Prompt:
Could you reproduce, word for word, everything below from the line containing "serverside-is: I went" down to the line containing "- If you want", with both of those lines included and no others?

[Start of section]

Issue #6664, opened 2020-07-14
Order Categorized Items for each Taxonomy Term


serverside-is:
Just like has been done with Lists and Contained items, we need to be able to sort/order the items categorized with a taxonomy term.

As an example, please look at the Orchard1 site [https://www.spgl.pt](https://www.spgl.pt), where the first page has widgets, each of them showing/projecting content items categorized with a particular taxonomy term (belonging to a taxonomy called Featured, with terms like Carousel, FeatureTop, AsideSquares, and so on). Of course, this is just an example.

I implemented this, with the following principles:

- No breaking changes.
- Possibility of enabling or disabling ordering of content items for each Taxonomy Item (disabled by default).
- When ordering is turned on for a Taxonomy, a “Order Items” button appears after each Taxonomy Term of that Taxonomy. This gives access to the page where the items categorized with that term can be sorted.
- When a content item is categorized with a term, it goes into the first (higher order) position.
- On the sorting page, only the latest version of each content item is shown. If the item is a draft, and the published version is also categorized with the term, the order of the published version is also updated.

Technically, the order each categorized content item inside each term is stored in a new dictionary on the TaxonomyField and appears on the TaxonomyIndex. The TermContentItemIds was maintained as is, to prevent breaking changes. The sorting interface is heavily based on what was done in the Lists module.

![orderCategorizedItems](https://user-images.githubusercontent.com/3681658/87438011-eeeed180-c5e6-11ea-8527-d093ec6bba99.gif)

PR #6665, opened 2020-07-14
Order Categorized Items for each Taxonomy Term

serverside-is:
Solves #6664


dnfadmin:
[CLA assistant check](https://cla.dotnetfoundation.org/OrchardCMS/OrchardCore?pullRequest=6665) <br/>Thank you for your submission, we really appreciate it. Like many open source projects, we ask that you sign our [Contributor License Agreement](https://cla.dotnetfoundation.org/OrchardCMS/OrchardCore?pullRequest=6665) before we can accept your contribution.<br/><br/>:x: serverside-is [sign now](https://cla.dotnetfoundation.org/OrchardCMS/OrchardCore?pullRequest=6665)<br/><sub>You have signed the CLA already but the status is still pending? Let us [recheck](https://cla.dotnetfoundation.org/check/OrchardCMS/OrchardCore?pullRequest=6665) it.</sub>

deanmarcussen:
This looks interesting. 

It would be great to see a demo if you might be able to show it at the meeting?

https://www.orchardcore.net/ or https://www.orchardcore.net/meeting

src/OrchardCore.Modules/OrchardCore.Taxonomies/Controllers/AdminController.cs
```diff
@@ -284,6 +291,64 @@ public async Task<IActionResult> Delete(string taxonomyContentItemId, string tax
             return RedirectToAction("Edit", "Admin", new { area = "OrchardCore.Contents", contentItemId = taxonomyContentItemId });
         }
 
+        public async Task<IActionResult> OrderCategorizedContentItems(string taxonomyContentItemId, string taxonomyItemId)
```
sebastienros, line 294: POST

src/OrchardCore.Modules/OrchardCore.Taxonomies/Drivers/TaxonomyPartDisplayDriver.cs
```diff
@@ -2,6 +2,7 @@
 using System.Collections.Generic;
 using System.Linq;
 using System.Threading.Tasks;
+using AngleSharp.Html.Dom;
```
sebastienros, line 5: Left over?

serverside-is:
> This looks interesting.
> 
> It would be great to see a demo if you might be able to show it at the meeting?
> 
> https://www.orchardcore.net/ or https://www.orchardcore.net/meeting

Sorry for the late reply. Had to switch to another project the last few days. Hope to resume development of my first Orchard Core site next week. Will try to be at the meeting.

> This looks interesting.
> 
> It would be great to see a demo if you might be able to show it at the meeting?
> 
> https://www.orchardcore.net/ or https://www.orchardcore.net/meeting

src/OrchardCore.Modules/OrchardCore.Taxonomies/Controllers/AdminController.cs
serverside-is: ok

src/OrchardCore.Modules/OrchardCore.Taxonomies/Drivers/TaxonomyPartDisplayDriver.cs
serverside-is: To be honest I'm not sure where that came from. Will delete, also on AdminController.cs.

serverside-is:
> How do you assign the order value when an item is moved. Do you change the value for all the content items?

The order of every item (categorized with that specific term) is revised. At least the items between the old and the new position will be updated. If there was a “hole” left by a removed item, then more items will be updated. In the end, on the Order field of the TaxonomyIndex we will have a sequential list of integers starting with 1 (the last content item). Because the order is descending, a new item will have order MAX+1 and no other item will be touched.

This can probably be improved in performance, if we purposely leave gaps between order values (like starting/refreshing with multiples of 10 instead of sequential integers). Those gaps could be used for the order value of moved items, without touching other items. And maybe updating/refreshing all categorized content items only when we run out of “gaps” in the order value of two consecutive items. I will give this some thought.

deanmarcussen:
> The order of every item (categorized with that specific term) is revised. 

For the list ordering, for some limited optimization, I only updated the current page of items orders. 

So moving an update form top to bottom would limit the updates to 10 items (if using a 10 item pager).

It does mean you have to increase the page size, to get from one page, to another.

Not sure if you have paged this, or if that is a possibility?

serverside-is:
> > The order of every item (categorized with that specific term) is revised.
> 
> For the list ordering, for some limited optimization, I only updated the current page of items orders.
> 
> So moving an update form top to bottom would limit the updates to 10 items (if using a 10 item pager).
> 
> It does mean you have to increase the page size, to get from one page, to another.
> 
> Not sure if you have paged this, or if that is a possibility?

Implemented paging. But the “number of items per page” is a new option, for each taxonomy (right after the “Enable ordering” one). This way we don’t modify the number of items per page visible on the front end, when we need to change it on the “ordering page” of the dashboard.

Maintained the logic used for storing the order of the content items but, as was done on the Lists module, limited the number of content items that need to be updated (now, only those sitting between the old and new position of the moved item will be updated).

Still need to test this better.

And there is a problem with the use of a Dictionary on the TaxonomyField: entries added to it appear on the document json, but entries removed from it are not removed from the json. Tried to understand why, with no success. I might need to replace that dictionary with something else.

Also need to update the documentation, before considering this ready.

src/OrchardCore.Modules/OrchardCore.Taxonomies/Controllers/AdminController.cs
serverside-is: This is a GET, called when opening the page or when the pager is clicked. The POST is OrderCategorizedContentItemsPost, called when a categorized content item is moved to a new position.

deanmarcussen:
> Implemented paging. But the “number of items per page” is a new option, for each taxonomy (right after the “Enable ordering” one). This way we don’t modify the number of items per page visible on the front end, when we need to change it on the “ordering page” of the dashboard.

I would probably just have used the `ISite.PageSize` property for this, just to keep it simpler.
 
> And there is a problem with the use of a Dictionary on the TaxonomyField: entries added to it appear on the document json, but entries removed from it are not removed from the json. Tried to understand why, with no success. I might need to replace that dictionary with something else.

Can you point me to where in the code, i.e. which events this is not working on?

I suspect when you're editing it from the field driver it will work fine, but when it's being altered, presumably by the `Post` it will just need to use the `.Alter()` / `.Apply()` content item extensions, because it is not updating the `Elements` dictionary.

`.Alter()` and `.Apply()` are extensions allowing you to update field properties, otherwise they are basically readonly, but when it is called from a driver we update the `Elements` at the end of the driver call.

You'll see I used them in the `ContainerService` for when it is called by ajax, but I haven't quite seen the flow of calls here.

serverside-is:
> 
> I would probably just have used the `ISite.PageSize` property for this, just to keep it simpler.
> 

I really didn't want to have the paging changed on the frontend, just because someone is modifying the order of the content items on the backend and needed bigger pages for that. But I agree, it is more complex like this. The driver is the same for both scenarios, though, witch I think is nice.

> 
> Can you point me to where in the code, i.e. which events this is not working on?
> 

The `Dictionary<string, int> TermContentItemOrder` that was added to the TaxonomyField, to store the Order value of the content item for each taxonomy item, is being modified in two situations:

The first one happens when someone is reordering categorized items (the "post"). That doesn’t add nor remove items from the Dictionary, it just changes the order (Value) of the item for a specific taxonomy term (Key), and it works as expected, on `RegisterCategorizedItemOrder()`, where Content is written directly. No problem here.

The second one happens when we edit a categorized content item (normally!), and use a TaxonomyField to add or remove taxonomy terms. Those taxonomy terms must be added or removed from both properties of the TaxonomyField: TermContentItemIds and TermContentItemOrder. They must always represent the same terms (the first property, untouched by me, stores the list of taxonomy terms the content item is categorized with, and the second property, added by me, stores the order of the item for each of those taxonomy terms). This is done on the driver (`_taxonomyFieldService.SyncTaxonomyFieldProperties(field)` is called from there to update the second property, based on changes made to the first property). As you explained, on `ContentFieldDisplayDriver.cs`, `.Apply()` is called. But although it works perfectly for the first property (`string[]`), it doesn't work for the second (`Dictionary<string, int>`) when we are _removing_ items. Here are prints of whats going on before and after the `.Apply()`, when we edit a content item, and remove one taxonomy term on the taxonomy field:
BeforeApply
AfterApply
As you can see, although the Dictionary has only 2 elements, 3 elements persist on the json. The third one was not removed.

deanmarcussen:
> As you can see, although the Dictionary has only 2 elements, 3 elements persist on the json. The third one was not removed.

Try adding this `field.Content.TermContentItemOrder.RemoveAll();` with a comment to explain why.

JsonMerge.ArrayHandling.Replace doesn't handle dictionaries, so it will need to be cleared first.

We do that in the `WidgetsListPartDisplay` driver for the same reason, e.g.

```
            // Remove any content or the zones would be merged and not be cleared
            part.Content.Widgets.RemoveAll();
```

serverside-is:
> 
> Try adding this `field.Content.TermContentItemOrder.RemoveAll();` with a comment to explain why.
> 

That's it! Works perfectly. Thank you!!

serverside-is:
I think this is ready to use.

A note about Drafts and Published versions:

If the categorized content item has a Published and a Draft version, using the same content item summary to represent both of them (and keep their order in sync), doesn’t work - even if we didn't care about the lower flexibility, both versions might have a different set of taxonomy terms, potentially needing to appear on different "term" ordering pages. To solve this, both versions will appear on the ordering interface. To distinguish the “content item summary object” that represents a Draft version of the item, I added a pencil with a blue background, right after the drag handle. This solves the problem while keeping things simple: All the user needs to know is that the items that have the “draft icon” are not visible on the front end (they are a Draft), so the position he puts them on is where he wants the item to appear (or move to) when he publishes the draft.

There are two improvements that I’m leaving for another time:

- Prevent problems arising from optimistic concurrency (the list was changed by someone else while the user is working on it)
- Prevent problems arising from older versions of categorized content items being brought back to life via the Audit Trail Module (they will come with order values that might collide with existing ones)

src/OrchardCore.Modules/OrchardCore.Taxonomies/Controllers/AdminController.cs
sebastienros: I saw an object being modified. But there is no Save so it's ok. However altering this object seems weird.

src/OrchardCore.Modules/OrchardCore.Taxonomies/Indexing/TaxonomyIndex.cs
```diff
@@ -37,7 +38,7 @@ public override void Describe(DescribeContext<ContentItem> context)
             context.For<TaxonomyIndex>()
                 .Map(contentItem =>
                 {
-                    if (!contentItem.IsPublished())
+                    if (!(contentItem.IsPublished() || contentItem.Latest))
```
sebastienros, line 41: Need to think about it. If the index was meant to only contain the published version, that would be wrong.

serverside-is: The index only contained the Published version. I changed that, because we need to get the Draft version for the ordering page. Every preexisting use of the index was reviewed, to make sure that it is taking the Published version only.

src/OrchardCore.Modules/OrchardCore.Taxonomies/Controllers/AdminController.cs
serverside-is: On the last version of this method, I'm using the `TermPart` to pass some information to the `TermPartContentDriver` (Ordering and OrderingPageSize ). `TermPart` is never saved. I'm reusing the Driver for the ordering page, that's why I extract the TermPartViewModel from the result. This way, the Driver's `DisplayAsync` method is used for both the front end and the ordering page, instead of creating separate code for the ordering page.
Contrary to what happens on the Lists module, here we are dealing with content items (terms) that are stored inside a parent content item (taxonomy), witch forces less orthodox solutions.

src/OrchardCore.Modules/OrchardCore.Taxonomies/Indexing/TaxonomyIndex.cs
deanmarcussen: I think this is problematic.

The index was definitely designed to only take published.

This breaks around 50% of my queries, but that I can live with.

For example
Published : TermA
Draft: TermC & TermB

Would produce three index records
FooId, TermA
FooId, TermB
FooId, TermC

So FooId is now categorized with TermC, even though it's only in draft, and a query on TermC will return FooId

I think the index would have to also contain values for published and latest, which is what makes it more breaking

serverside-is: Yes, I understand. Looks like I disregarded the code that already exists outside the “official” Orchard Core solution.

It's sad that the index was made for Published version only, from the start. Doesn't seem to be the case with the ContainedPartIndex. As you know, with Lists we can order contained Items that are not published yet, and the index has both the Latest and the Published versions (even without those two extra columns).

Should I go back to the original index (plus the “Order” column), and give up on the ability to order Draft versions of categorized content items (only keeping eventual drafts in sync with its published versions)?

Occurred to me creating a second index with both the published and latest versions, and the extra “Published”, “Latest” and “Order” columns, to be used only when Ordering is enabled. But didn't sound too good. Maybe there is a better (non-breaking) way...

(My insistence on being able to order Draft versions comes from my user base. They will want to create a draft and move it to the intended position, before publishing it - instead of having the item appear at the top for a while, just because it’s new. But I can always build an “in-house” solution for my particular use case. No problem.)

Another thing that could change is the pagination. I saw that demo a few days ago where, instead of an option for the “page size”, there was a dropdown at the bottom of the page with several options for the page size. I think that is a better solution for this “ordering page” too.

serverside-is: I went a step back and gave up on the ability to order content items that don’t have a published version. This way, there’s no need to make breaking changes to the index (we stick to published items only, on the index).

Even so, if a content item also has a draft (categorized with the same term), the draft order is kept in sync with the moved published version.

There was another problem that needed a solution. When an item is cloned, or unpublished and later published again (etc.), it’s Order value regarding a Term can already be in use by another content item. That would result in duplicate Order values. Now this is detected and solved (see `EnsureUniqueOrderValues`).

(Among other minor improvements, I simplified the `OrderCategorizedContentItems` on the `AdminController`. It doesn’t do `BuildDisplayAsync` anymore, which was confusing and uncalled for.)

deanmarcussen:
I would like to revisit this @serverside-is 

Couple of things have changed.
- The taxonomies have been moved to `Latest` and `Published` in another pr, which is good for this because you wanted that functionality I recall?

Suggestions on the UI
- If you want to keep the ordering count setting, there should also be a matching setting for listing, rather than using the default site settings (just to keep it making sense for all)
- The `Order Items` button is actually really useful just as a `List Items` button, that exists whether you have ordering enabled or not. So I'm wondering if you agree about just turning it into `List Items` all the time, and when ordering is enabled, then they can also order.
- That would make the count setting more an admin count vs a front end count I imagine.

What do you think?

serverside-is:
Yes, a few days ago I noticed this change in the other pr, and changed the state of this pr to "draft" - until I find a bit of time to review and update this.

I think your suggestions make sense.

serverside-is:
I did a new implementation of this, simpler that the first one (that one was a little over-engineered).

There is:
- A setting to turn manual ordering on and off for each taxonomy item (same as previous implementations).
- No setting for the page size. I believe we should wait for #7069 to be ready, and use that, both on Taxonomies and Lists.
- A "List Items" button, for each term (instead of the previous "Order Items" button). If ordering is enabled, the categorized items list can be ordered.

On the Lists module, cloned items receive the next order number. The Taxonomy module does that with cloned items and imported items (guess it makes sense?). When the Audit Trail module comes out, items that are reverted to older versions will also need to be taken care of (right?).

[End of section]

Problem solution:
serverside-is: I went a step back and gave up on the ability to order content items that don’t have a published version. This way, there’s no need to make breaking changes to the index (we stick to published items only, on the index).

Even so, if a content item also has a draft (categorized with the same term), the draft order is kept in sync with the moved published version.

There was another problem that needed a solution. When an item is cloned, or unpublished and later published again (etc.), it’s Order value regarding a Term can already be in use by another content item. That would result in duplicate Order values. Now this is detected and solved (see `EnsureUniqueOrderValues`).

(Among other minor improvements, I simplified the `OrderCategorizedContentItems` on the `AdminController`. It doesn’t do `BuildDisplayAsync` anymore, which was confusing and uncalled for.)

deanmarcussen:
I would like to revisit this @serverside-is 

Couple of things have changed.
- The taxonomies have been moved to `Latest` and `Published` in another pr, which is good for this because you wanted that functionality I recall?

Suggestions on the UI
- If you want to keep the ordering count setting, there should also be a matching setting for listing, rather than using the default site settings (just to keep it making sense for all)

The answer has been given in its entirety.